Слышал от отца Виталия, что барыню Воеводину в Воргород повезли, заболела насмерть турецкой болезнью, называется — Баязетова. От болезни этой глаза лопаются и помирает человек, ничем она неизлечима. Отец Виталий сказал — вот она, женская жадность, к чему ведёт».
«Не обиделась бы!» — спохватился Кожемякин, взглянув на гостью; она, стоя около печи, скрестила руки на груди, низко опустив голову.
— Тут ещё, — торопливо заговорил он, — Плевну брали, но я тогда в селе Воеводине был, и ничего выдающего не случилось, только черемисина какого-то дёгтем облили на базаре. А вот:
«80-го году, Июня 5-го.
У чиновника Быстрецова беда: помер в одночасье прибывший гостить брат, офицер, а мёртвое мыло из дома не выкинули на перекрёсток-то…»
— Какое мыло? — тихо, точно вздохнув, спросила постоялка.
— Мёртвое, которым покойника обмывают, — объяснил он. — Оно, видите, вредное, его надо на четыре ветра выбрасывать. А Быстрецовы — не выбросили, и жена его, видно, умылась мылом этим и пошла вся нарывами, — извините, французской болезнью. Он её бить, — муж-то, — а она красивая, молодая такая…
— Господи, боже мой! — заговорила постоялка, бесшумно, точно по воздуху подвигаясь к столу. — Как всё это страшно, — ведь вам страшно, да?
Он растерялся, не понимая её волнения, пугаясь его, и, оглядывая комнату, говорил, словно извиняясь:
— Страшно — нет. А вот — скучно очень, — так скучно — сказать нельзя! «Это я вру! — подумал он тотчас же. — Вру, потому что страшно!»

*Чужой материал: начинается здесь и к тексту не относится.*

PR #430, opened 2023-07-08
Use all available cores when compiling cocotb regression tests with verilator

Kristopher38:
I had to run cocotb tests locally and this bugged me (as I am a spoiled 12-core cpu user). Not sure how many cores github CI runners have available but if it's more than one, then this should also help speed up the CI flow.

И, как будто подслушав его мысли, она сердито сказала:
— Не может быть, — не верю я вам! Читайте о 81-ом годе…
«Ну, вот! — мысленно воскликнул он. — Эх, зря всё начато, — хотел поближе к ней, а сам наваливаю хламу этого на дороге! А теперь — это ещё…»
И глухим, пониженным голосом, торопясь, пробормотал:
— «Марта 5-го дня.
В Петербурге убили царя, винят в этом дворян, а говорить про то запрещают. Базунова полицейский надзиратель ударил сильно в грудь, когда он о дворянах говорил, грозились в пожарную отвести, да человек известный и стар. А Кукишева, лавочника, — который, стыдясь своей фамилии, Кекишевым называет себя, — его забрали, он первый крикнул. Убить пробовали царя много раз, всё не удавалось, в конец же первого числа застрелили бомбой. Понять это совсем нельзя».
Он замолчал.
— Всё? — спросила постоялка.
Ему показалось, что голос её звучит пугливо и обиженно. Она снова подвигалась к столу медленно и неверно, как ослепшая, лицо её осунулось, расширенные зрачки трепетно мерцали, точно у кошки.
— Всё! — ответил он громко, желая всколыхнуть тягостное недоумение, обнимавшее его.
Неловко, как-то боком и тяжело, она села на стул, хмуро улыбаясь и спрашивая чужим голосом:
— Что же, — плакали люди, жалели, да?